Standing on a verdant hillside far north in Thailand’s Chiang Rai region, I gaze out at rolling hills of jiaogulan, also known as the immortality herb. This name derives from the purported longevity of people living in the mountainous Guizhou province of southwest China, who consume a tea made of steeped jiaogulan leaves on a regular basis. The plant may actually hold a key to longer and healthier life.
Despite its possible benefits for stemming the tide of aging and enhancing youthful health, the plant is not so well known.
Jiaogulan, Gynostemma pentaphyllum, is in the same family of plants as cucumbers and gourds, though the plant bears no fruits. The plant is a climbing vine, and from my vantage point I see the wire fencing supporting the vast quantity of jiaogulan before me, covering perhaps 20 acres or so. The vines have climbed up and over the fencing, covering it all in a thick layering of bright green leaves.
It’s the leaves of this plant that are made primarily into tea, and drunk the way one would drink any other infused tea. Known also as amachazuru, jiaoguan is endemic to the southern regions of China, and to parts of Thailand, Vietnam, Korea, Japan. The herb has never really had its day in the sun, as it has never been distributed as widely as other popular botanicals like ginseng.
This brings up a connection between jiaogulan, the lesser known herb of immortality, and ginseng, the very well-known, longevity-promoting herb. Thanks to some canny scientific inquiry conducted in the 1970s, we know that the two unrelated plants actually share similar compounds known to offer benefits to many aspects of health. We can thank Japanese chemists Masahiro Nagai and Tsunematsu Takemoto for this knowledge. The former made groundbreaking discoveries that the two plants both contained saponins of particular types known to enhance health. The latter identified a very large number of these healthy saponins.
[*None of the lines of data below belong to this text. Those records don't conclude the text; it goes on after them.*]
PR #2740, opened 2021-11-28
Added VAES support for Cryptonight variants

SChernykh:
VAES instructions are available on Intel Ice Lake/AMD Zen3 and newer CPUs.
+4% GhostRider speedup on Ryzen 5 5600X.


Spudz76:
Broke compile with < gcc-10

Previous gcc's `avxintrin.h` does not contain `_mm256_loadu2_m128i` or `_mm256_storeu2_m128i`

Clang appears to have it all the way back to at least 7.  MSVC all good as well...

Spudz76:
Fixed for me #2746

PR #578, opened 2017-05-02
[Snap 1496] Wide table scan for column tables fails due to 64K limitation of JVM

rishitesh:
Issue: During table scan, if the number of columns projected is big then generated code generates a huge processNext() method.

The avoid that we have chunked the different parts of the scan code if the number of columns exceeds 30. 
Also the PR disables Snappy store optimization such as SnappyHashAggregates & HashJoin and fallbacks to Spark plans

## Patch testing

pre-checkin

## ReleaseNotes.txt changes

NA

## Other PRs 
NA


core/src/main/scala/org/apache/spark/sql/SnappySession.scala
```diff
@@ -360,6 +358,8 @@ class SnappySession(@transient private val sc: SparkContext,
     SnappySession.clearSessionCache(id)
   }
 
+  private[sql] var disableStoreOptimizations : Boolean = false
```
hbhanawat: Will be good to have this as part of SnappySessionState.

core/src/main/scala/org/apache/spark/sql/SnappySession.scala
```diff
@@ -1793,14 +1793,23 @@ object SnappySession extends Logging {
...
           (null, null)
         } else {
-          evaluatePlan(df, session, key.sqlText, key)
+          try {
+            evaluatePlan(df, session, key.sqlText, key)
+          } catch {
+            case e: CodeCompileException => {
+              session.disableStoreOptimizations = true
+              val df = session.executeSQL(key.sqlText)
+              evaluatePlan(df, session, key.sqlText, key)
```
hbhanawat: Any specific reason to not make disableStoreOptimizations as false after evaluatePlan, may be in a try finally block?

core/src/main/scala/org/apache/spark/sql/SnappySession.scala
```diff
@@ -1818,6 +1827,8 @@ object SnappySession extends Logging {
     }
   }
 
+  val SNAPPY_STORE_OPTIMIZATION_DISABLED = "false"
```
hbhanawat: Unused.

core/src/main/scala/org/apache/spark/sql/execution/CachedPlanHelperExec.scala
```diff
@@ -97,7 +98,19 @@ case class CachedPlanHelperExec(childPlan: CodegenSupport, @transient session: S
...
+    // This does not handle nested aggregates or joins. Should we handle ?
+    val repeatSeq = childPlan.collect {
+      case p: NonRecursivePlans => !p.producedForPlanInstance
+      case _ => true
+    }
+    val shouldExecute = repeatSeq.reduce((a , b) => a && b)
+    if (shouldExecute) {
+      childPlan.execute()
+    } else {
+      throw new CodeCompileException("Could should not have reached here")
```
hbhanawat: Fix the exception string.

core/src/main/scala/org/apache/spark/sql/SnappySession.scala
```diff
@@ -1793,14 +1793,23 @@ object SnappySession extends Logging {
...
         // since plan can change once caching is done (due to size stats)
         if (plan.find(_.isInstanceOf[InMemoryTableScanExec]).isDefined) {
           (null, null)
         } else {
-          evaluatePlan(df, session, key.sqlText, key)
+          try {
+            evaluatePlan(df, session, key.sqlText, key)
+          } catch {
+            case e: CodeCompileException => {
+              session.disableStoreOptimizations = true
```
hbhanawat: A debug log message would be good here.

core/src/main/scala/org/apache/spark/sql/execution/CachedPlanHelperExec.scala
```diff
@@ -97,7 +98,19 @@ case class CachedPlanHelperExec(childPlan: CodegenSupport, @transient session: S
   override def doConsume(ctx: CodegenContext, input: Seq[ExprCode], row: ExprCode): String =
     parent.doConsume(ctx, input, row)
 
-  override protected def doExecute(): RDD[InternalRow] = childPlan.execute()
+  override protected def doExecute(): RDD[InternalRow] = {
+    // This does not handle nested aggregates or joins. Should we handle ?
+    val repeatSeq = childPlan.collect {
+      case p: NonRecursivePlans => !p.producedForPlanInstance
```
hbhanawat: Why do we need methods/vars in NonRecursivePlans? Any Node that implements NonRecursivePlans we, return false. What is the use of calling startProducing at the beginning of doProduce when we know that producedForPlanInstance is always be going to be true for this node.

core/src/main/scala/org/apache/spark/sql/execution/columnar/ColumnTableScan.scala
```diff
@@ -428,21 +494,71 @@ private[sql] final case class ColumnTableScan(
...
+      if (isWideSchema) {
+        if (bufferInitCode.length > 1024) {
+          bufferInitCodeBlocks.append(bufferInitCode.toString())
+          bufferInitCode.clear()
+        }
+
+        bufferInitCode.append(
+          s"""
+          final $decoderClass $decoderVar = $decoder;
+          $bufferVar = ($buffer == null || $buffer.isDirect()) ? null
```
hbhanawat: This code can be refactored to declare bufferVar of non-wide case before the code block. Rest of the part should remain same.

core/src/main/scala/org/apache/spark/sql/internal/SnappySessionState.scala
```diff
@@ -41,7 +39,7 @@ import org.apache.spark.sql.catalyst.rules.Rule
 import org.apache.spark.sql.collection.Utils
 import org.apache.spark.sql.execution._
 import org.apache.spark.sql.execution.columnar.impl.IndexColumnFormatRelation
-import org.apache.spark.sql.execution.datasources.{DataSourceAnalysis, FindDataSourceTable, HadoopFsRelation, LogicalRelation, ResolveDataSource, StoreDataSourceStrategy}
+import org.apache.spark.sql.execution.datasources._
```
hbhanawat: I believe you don't have any changes to this class. You can leave it as it is

core/src/main/scala/org/apache/spark/sql/internal/CodeCompileException.scala
```diff
@@ -0,0 +1,20 @@
...
+ * distributed under the License is distributed on an "AS IS" BASIS,
+ * WITHOUT WARRANTIES OR CONDITIONS OF ANY KIND, either express or
+ * implied. See the License for the specific language governing
+ * permissions and limitations under the License. See accompanying
+ * LICENSE file.
+ */
+package org.apache.spark.sql.internal
+
+
+class CodeCompileException(msg : String) extends Exception(msg) {}
```
rishitesh: Ok. Will change it.

core/src/main/scala/org/apache/spark/sql/execution/CachedPlanHelperExec.scala
rishitesh: If I won't check for produced for plan instance it would again execute the same plan. Note that  CachedPlanHelperExec child is the plan itself. It's basically to break the recursion.

core/src/main/scala/org/apache/spark/sql/SnappySession.scala
rishitesh: I was getting some weird errors in finally block. Have not investigated further.

core/src/main/scala/org/apache/spark/sql/execution/columnar/ColumnTableScan.scala
rishitesh: I will be chunking the whole string into a method in case of wide-schema. note the code where I clear bufferInitCode ( bufferInitCode.clear). Moving code outside the block will break the local variables of the created code.

core/src/main/scala/org/apache/spark/sql/internal/SnappySessionState.scala
rishitesh: Will do that.

core/src/main/scala/org/apache/spark/sql/execution/CachedPlanHelperExec.scala
rishitesh: Will change it

core/src/main/scala/org/apache/spark/sql/SnappySession.scala
rishitesh: Will remove it.

core/src/main/scala/org/apache/spark/sql/SnappyStrategies.scala
```diff
@@ -301,7 +317,7 @@ private[sql] object JoinStrategy {
  *
  * Adapted from Spark's Aggregation strategy.
  */
-object SnappyAggregation extends Strategy {
+private[sql] object SnappyAggregationStrategy extends Strategy {
```
rishitesh: The problem was for the session object, which is not available in SnappyAggregationStrategy. SnappyStrategies is constructed with a DefaultPlanner , hence could get hold of the session object easily. Not so with SnappyAggregationStrategy. Did not want to do a lot of refactoring to get the flag.

core/src/main/scala/org/apache/spark/sql/SnappySession.scala
rishitesh: Added a proper debug message.

rishitesh:
Merging this change.
Tests failed 
a) ColumnTableDunitTests ( passed on rerun)
b) ExecutorMessageDUnitTest  ( passed on rerun)
c) ClosedFormAQPDataFrameAPIPart1Test  ( passed on rerun)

In ginseng, the 28 active saponin compounds in the root are called ginsenosides. In jiaogulan the 82 known saponins are referred to as gypenosides. The former can actually be converted into the latter, and in the human body both groups promote diverse beneficial effects, improving the health of key organ systems.
Jiaogulan offers potent antioxidant protection. When you consume jiaogulan tea, your body increases its production of its own super antioxidant, known as SOD, or superoxide dismutase. This defends and protects the cells of the body from premature destruction due to exposure to harmful agents of all kinds.
Jiaogulan has shown benefits for heart health, enhancing the muscular activity of the heart and improving overall bloodflow. It also helps to reduce LDL cholesterol, while providing a boost to healthy HDL. Jiaogulan proves a top-rated blood pressure control agent, reducing high blood pressure about half as well as the drug indapamide, which is marketed by Servier.
As an adaptogen, jiaogulan increases energy, endurance, stamina, and recovery time, while reducing all forms of mental and emotional stress. It may also help to mitigate jet lag. The tea also appears to help stabilize blood sugar, and is a source of the popular flavonol ampelopsin, which is used to soothe hangovers. As if that were insufficient, jiaogulan is also liver-protective.
Among the 50,000 or so medicinal plants in the world, only a few hundred are popular outside of their native regions. Jiaogulan is now ready to make its way into the global health market on a larger scale, for all the right reasons.